About this exercise »
Check every line of the material below, and show those that contain "What".

Given data »
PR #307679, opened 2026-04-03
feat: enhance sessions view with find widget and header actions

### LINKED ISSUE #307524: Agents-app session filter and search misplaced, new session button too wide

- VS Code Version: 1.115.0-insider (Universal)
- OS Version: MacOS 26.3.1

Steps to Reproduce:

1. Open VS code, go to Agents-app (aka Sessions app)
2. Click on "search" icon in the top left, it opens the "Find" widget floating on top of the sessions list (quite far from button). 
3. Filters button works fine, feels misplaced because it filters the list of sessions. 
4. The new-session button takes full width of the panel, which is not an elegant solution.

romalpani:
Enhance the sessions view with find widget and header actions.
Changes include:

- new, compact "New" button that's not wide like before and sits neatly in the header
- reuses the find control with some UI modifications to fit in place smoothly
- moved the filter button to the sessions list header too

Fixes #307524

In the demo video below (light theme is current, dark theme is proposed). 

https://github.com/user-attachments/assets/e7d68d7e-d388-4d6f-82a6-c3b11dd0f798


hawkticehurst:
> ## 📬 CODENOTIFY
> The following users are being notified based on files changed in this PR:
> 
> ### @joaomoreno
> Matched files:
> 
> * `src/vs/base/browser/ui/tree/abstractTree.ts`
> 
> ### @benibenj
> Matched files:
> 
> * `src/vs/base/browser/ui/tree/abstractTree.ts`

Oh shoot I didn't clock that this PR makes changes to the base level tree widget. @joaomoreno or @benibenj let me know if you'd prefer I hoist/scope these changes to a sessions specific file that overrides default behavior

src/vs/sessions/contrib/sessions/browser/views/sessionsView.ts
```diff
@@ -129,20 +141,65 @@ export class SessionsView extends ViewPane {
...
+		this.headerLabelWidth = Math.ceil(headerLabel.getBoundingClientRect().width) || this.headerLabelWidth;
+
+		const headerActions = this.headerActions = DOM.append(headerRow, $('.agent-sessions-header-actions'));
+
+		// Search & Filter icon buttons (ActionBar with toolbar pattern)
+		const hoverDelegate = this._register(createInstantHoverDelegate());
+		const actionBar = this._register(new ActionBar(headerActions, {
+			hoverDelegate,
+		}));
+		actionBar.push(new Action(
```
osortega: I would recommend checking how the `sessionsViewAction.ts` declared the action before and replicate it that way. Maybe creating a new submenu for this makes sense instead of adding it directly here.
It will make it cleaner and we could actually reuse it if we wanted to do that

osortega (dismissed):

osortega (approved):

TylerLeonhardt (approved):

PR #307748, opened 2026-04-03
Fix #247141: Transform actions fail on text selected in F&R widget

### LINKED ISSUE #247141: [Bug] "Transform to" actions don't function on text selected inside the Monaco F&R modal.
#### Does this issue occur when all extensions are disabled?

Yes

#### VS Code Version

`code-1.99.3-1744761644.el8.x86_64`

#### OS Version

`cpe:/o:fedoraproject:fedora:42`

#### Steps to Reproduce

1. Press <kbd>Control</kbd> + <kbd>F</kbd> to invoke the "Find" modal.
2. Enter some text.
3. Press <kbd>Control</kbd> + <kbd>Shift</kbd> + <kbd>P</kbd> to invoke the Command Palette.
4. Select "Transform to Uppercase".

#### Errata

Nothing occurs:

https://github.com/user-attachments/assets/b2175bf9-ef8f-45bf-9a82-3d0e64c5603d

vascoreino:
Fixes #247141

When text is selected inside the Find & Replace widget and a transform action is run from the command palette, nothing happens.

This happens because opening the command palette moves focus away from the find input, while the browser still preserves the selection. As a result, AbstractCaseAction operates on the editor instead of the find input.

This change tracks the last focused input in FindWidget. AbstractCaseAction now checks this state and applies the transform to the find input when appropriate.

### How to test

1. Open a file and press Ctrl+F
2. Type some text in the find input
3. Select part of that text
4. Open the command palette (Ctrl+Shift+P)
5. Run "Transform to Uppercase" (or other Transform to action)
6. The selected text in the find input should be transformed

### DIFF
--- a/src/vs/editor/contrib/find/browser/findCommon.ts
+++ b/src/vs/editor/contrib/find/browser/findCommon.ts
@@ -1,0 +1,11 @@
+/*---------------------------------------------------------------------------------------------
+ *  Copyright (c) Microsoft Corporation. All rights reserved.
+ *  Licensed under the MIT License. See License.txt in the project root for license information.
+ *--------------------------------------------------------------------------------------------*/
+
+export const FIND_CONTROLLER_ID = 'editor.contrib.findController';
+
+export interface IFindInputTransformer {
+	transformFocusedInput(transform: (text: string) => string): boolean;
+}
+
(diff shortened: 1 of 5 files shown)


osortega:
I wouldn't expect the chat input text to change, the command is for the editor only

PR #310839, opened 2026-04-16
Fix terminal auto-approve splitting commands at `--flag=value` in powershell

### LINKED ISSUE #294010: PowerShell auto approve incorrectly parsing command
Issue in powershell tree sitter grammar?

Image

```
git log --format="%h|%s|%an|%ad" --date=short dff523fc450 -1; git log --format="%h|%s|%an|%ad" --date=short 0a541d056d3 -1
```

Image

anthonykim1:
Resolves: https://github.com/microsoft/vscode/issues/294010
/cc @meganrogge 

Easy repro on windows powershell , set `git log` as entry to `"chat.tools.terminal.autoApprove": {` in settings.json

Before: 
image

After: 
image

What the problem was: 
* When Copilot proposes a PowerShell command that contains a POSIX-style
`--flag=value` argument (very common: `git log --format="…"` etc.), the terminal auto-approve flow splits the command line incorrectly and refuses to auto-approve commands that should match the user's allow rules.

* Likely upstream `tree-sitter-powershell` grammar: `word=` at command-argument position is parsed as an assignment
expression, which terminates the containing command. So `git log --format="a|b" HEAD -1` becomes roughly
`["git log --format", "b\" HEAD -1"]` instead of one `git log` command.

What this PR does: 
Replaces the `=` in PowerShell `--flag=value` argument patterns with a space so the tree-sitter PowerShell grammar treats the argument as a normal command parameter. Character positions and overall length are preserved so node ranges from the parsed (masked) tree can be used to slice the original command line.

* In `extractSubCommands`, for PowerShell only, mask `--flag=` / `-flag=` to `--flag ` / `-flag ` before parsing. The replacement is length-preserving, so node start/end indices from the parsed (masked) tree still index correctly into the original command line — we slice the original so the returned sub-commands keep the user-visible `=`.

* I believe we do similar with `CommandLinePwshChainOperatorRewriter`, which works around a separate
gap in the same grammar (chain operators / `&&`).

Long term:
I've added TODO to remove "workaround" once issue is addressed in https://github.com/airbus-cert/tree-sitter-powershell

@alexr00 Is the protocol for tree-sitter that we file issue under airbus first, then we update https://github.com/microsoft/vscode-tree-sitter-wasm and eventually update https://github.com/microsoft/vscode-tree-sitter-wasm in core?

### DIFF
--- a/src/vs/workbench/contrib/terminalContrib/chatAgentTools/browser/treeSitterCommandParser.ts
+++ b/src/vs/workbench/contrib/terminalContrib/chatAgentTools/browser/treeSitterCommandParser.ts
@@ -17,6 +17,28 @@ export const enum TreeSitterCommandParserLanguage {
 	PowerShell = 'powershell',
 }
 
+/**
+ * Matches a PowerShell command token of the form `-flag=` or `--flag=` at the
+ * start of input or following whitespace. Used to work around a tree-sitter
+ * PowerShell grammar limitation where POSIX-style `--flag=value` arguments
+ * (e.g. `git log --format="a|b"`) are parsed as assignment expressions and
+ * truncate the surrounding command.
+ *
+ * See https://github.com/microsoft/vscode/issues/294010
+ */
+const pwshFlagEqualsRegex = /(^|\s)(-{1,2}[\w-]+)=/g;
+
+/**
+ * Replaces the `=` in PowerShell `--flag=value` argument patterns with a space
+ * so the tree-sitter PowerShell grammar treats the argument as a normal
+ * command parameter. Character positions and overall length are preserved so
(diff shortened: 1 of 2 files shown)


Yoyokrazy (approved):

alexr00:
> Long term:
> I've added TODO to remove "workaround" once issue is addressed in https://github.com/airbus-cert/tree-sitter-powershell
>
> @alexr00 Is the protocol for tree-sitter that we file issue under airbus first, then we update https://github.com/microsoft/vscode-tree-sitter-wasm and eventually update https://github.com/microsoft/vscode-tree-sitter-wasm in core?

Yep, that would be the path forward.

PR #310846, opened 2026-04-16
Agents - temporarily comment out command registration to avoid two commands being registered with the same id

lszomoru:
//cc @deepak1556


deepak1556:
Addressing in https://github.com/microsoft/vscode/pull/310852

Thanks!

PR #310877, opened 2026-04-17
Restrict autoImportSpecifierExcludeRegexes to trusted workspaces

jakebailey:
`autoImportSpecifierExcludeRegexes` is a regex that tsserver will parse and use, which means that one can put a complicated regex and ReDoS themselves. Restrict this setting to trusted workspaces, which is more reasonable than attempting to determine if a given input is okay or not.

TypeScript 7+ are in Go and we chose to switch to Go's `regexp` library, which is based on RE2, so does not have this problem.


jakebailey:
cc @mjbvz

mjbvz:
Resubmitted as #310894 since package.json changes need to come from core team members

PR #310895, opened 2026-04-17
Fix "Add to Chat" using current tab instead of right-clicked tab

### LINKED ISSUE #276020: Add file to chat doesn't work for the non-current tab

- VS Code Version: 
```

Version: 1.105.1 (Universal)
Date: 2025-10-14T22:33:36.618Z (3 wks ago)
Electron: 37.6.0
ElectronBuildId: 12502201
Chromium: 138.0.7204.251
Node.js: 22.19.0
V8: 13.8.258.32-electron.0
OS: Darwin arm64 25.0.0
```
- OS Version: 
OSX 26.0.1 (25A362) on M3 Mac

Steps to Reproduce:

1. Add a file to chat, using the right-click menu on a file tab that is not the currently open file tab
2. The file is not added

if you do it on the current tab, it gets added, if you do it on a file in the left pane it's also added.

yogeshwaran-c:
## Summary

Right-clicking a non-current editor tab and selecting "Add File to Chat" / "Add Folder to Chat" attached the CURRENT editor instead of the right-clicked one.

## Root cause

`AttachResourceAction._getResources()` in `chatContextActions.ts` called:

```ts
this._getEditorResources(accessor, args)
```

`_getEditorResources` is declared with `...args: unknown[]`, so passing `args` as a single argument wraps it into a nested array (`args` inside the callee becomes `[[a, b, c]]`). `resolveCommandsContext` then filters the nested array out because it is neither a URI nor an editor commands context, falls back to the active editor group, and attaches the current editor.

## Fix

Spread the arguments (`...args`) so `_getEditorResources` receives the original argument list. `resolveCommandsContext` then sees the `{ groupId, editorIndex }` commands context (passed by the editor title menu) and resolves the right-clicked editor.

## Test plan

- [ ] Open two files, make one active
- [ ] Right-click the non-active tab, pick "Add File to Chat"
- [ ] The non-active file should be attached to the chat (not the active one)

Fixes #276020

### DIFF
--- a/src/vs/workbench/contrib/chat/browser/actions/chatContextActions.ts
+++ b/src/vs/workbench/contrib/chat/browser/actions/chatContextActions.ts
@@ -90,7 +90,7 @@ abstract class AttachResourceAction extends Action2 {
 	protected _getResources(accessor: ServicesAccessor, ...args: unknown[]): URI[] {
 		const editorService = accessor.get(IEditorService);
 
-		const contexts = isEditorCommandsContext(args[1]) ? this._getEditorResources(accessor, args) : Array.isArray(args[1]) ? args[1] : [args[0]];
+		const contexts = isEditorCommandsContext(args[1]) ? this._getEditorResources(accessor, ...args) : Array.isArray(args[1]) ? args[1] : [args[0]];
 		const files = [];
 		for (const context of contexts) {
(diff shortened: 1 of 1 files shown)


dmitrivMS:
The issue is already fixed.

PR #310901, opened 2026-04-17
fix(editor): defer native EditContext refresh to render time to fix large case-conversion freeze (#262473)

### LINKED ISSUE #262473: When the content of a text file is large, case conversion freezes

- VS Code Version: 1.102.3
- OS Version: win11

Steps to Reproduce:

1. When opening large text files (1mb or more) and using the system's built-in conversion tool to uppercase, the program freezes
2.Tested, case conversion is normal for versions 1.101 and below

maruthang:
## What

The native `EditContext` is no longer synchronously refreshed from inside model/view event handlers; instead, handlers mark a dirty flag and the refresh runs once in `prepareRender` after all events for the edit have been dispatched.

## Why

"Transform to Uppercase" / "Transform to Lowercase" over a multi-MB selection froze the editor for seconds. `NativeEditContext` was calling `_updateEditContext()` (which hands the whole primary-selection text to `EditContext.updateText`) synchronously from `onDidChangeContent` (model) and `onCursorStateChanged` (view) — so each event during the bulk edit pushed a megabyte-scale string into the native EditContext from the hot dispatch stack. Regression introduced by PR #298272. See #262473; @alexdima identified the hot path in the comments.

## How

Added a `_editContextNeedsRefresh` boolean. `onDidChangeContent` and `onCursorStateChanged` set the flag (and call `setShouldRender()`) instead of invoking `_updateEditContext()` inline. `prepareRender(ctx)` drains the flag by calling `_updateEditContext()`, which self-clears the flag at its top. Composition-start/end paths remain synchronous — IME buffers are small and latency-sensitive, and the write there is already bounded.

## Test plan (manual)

Written answer »
What the problem was: 
What this PR does: 
## What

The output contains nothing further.